What I’ve been sort of impressed by is just the diversity within groups. It’s hard to really come across one overarching cultural factor that explains the disparities. I’m sort of more struck by the diversity within certain groups that we lump together, I guess would be sort of my approach to it. And you know, I also practice in different areas of the country, and what may drive disparities, say, in California, might be very different than in another – somewhere in the northeast, or between rural and urban. I work at the VA, and so we see there are parts of the country where remoteness is actually a really important factor, of being far away from the nearest clinic. In urban areas, there might be a hospital or a clinic that’s close by, but there may not be the coverage to actually use it. We live in a really diverse country and a very big country. So something that’s unique to Colorado may not translate to other states. And so that’s why it’s important for each of the different areas to track disparities. And that would be sort of the … additional point that I would like to make, which is just how important it is to measure locally. A lot of the studies that we have look at national disparities, but if you look within your own community, or say even as granular as your own patient practice, you might find that the disparities are a lot different than what’s observed nationally. And so local measurement is really key. And you really can’t improve anything that you don’t measure. So we need that kind of granular detail to see are the things that we’re doing locally, are they having an impact?

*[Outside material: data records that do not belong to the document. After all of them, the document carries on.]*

PR #132, opened 2022-05-13
Feat: Add update attribute methods

Meldiron:
New methods (for migration use, as of right now):

- updateAttributeRequired
- updateAttributeFormat
- updateAttributeFormatOptions
- updateAttributeFormatFilters
- updateAttributeDefault
- updateAttribute (to update size&type&signed&array)

The new private method introduced to prevent code duplication:
- updateAttributeMeta

TODO:

- [x] Write tests
- [x] Implement `adapter->updateAttribute`

### DIFF
--- a/src/Database/Database.php
+++ b/src/Database/Database.php
@@ -703,10 +703,8 @@ class Database
      * 
      * @return bool
      */
-    public function updateAttribute(string $collection, string $id = null, string $type = null, int $size = null, bool $signed = null, bool $array = null): bool
+    public function updateAttribute(string $collection, string $id, string $type = null, int $size = null, bool $signed = null, bool $array = null): bool
     {
-        $success = true;
-
         $this->updateAttributeMeta($collection, $id, function($attribute) use($collection, $id, $type, $size, $signed, $array, &$success) {
             if($type !== null || $size !== null || $signed !== null || $array !== null) {
                 $type ??= $attribute->getAttribute('type');
@@ -741,14 +739,13 @@ class Database
                     ->setAttribute('signed', $signed)
                     ->setAttribute('array', $array);
     
-                $success = $this->adapter->updateAttribute($collection, $id, $type, $size, $signed, $array);
+                $this->adapter->updateAttribute($collection, $id, $type, $size, $signed, $array);
             }
-
 
             $attribute->setAttribute('array', $array);
         });
 
-        return $success;
+        return true;
     }
 
     /**
--- a/src/Database/Database.php
+++ b/src/Database/Database.php
@@ -552,7 +552,7 @@ class Database
 
         $attributes = $collection->getAttribute('attributes', []);
 
-        $attributeIndex = \in_array($id, \array_map(fn($attribute) => $attribute['$id'], $attributes));
+        $attributeIndex = \array_search($id, \array_map(fn($attribute) => $attribute['$id'], $attributes));
 
         if($attributeIndex === false) {
             throw new Exception('Attribute not found');
@@ -561,18 +561,20 @@ class Database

If you look nationally at infant mortality, the rates for African Americans are more than double that for whites. I find that deeply concerning. You know, the rates have improved for both groups, but they’re still sharply unequal, deeply unequal, and we can do better as a society. So there’s a moral case to be made that disparities are unacceptable, and that as a society we can make changes to make sure that everybody has a good opportunity to lead a healthy, productive life, and when we do that everyone benefits.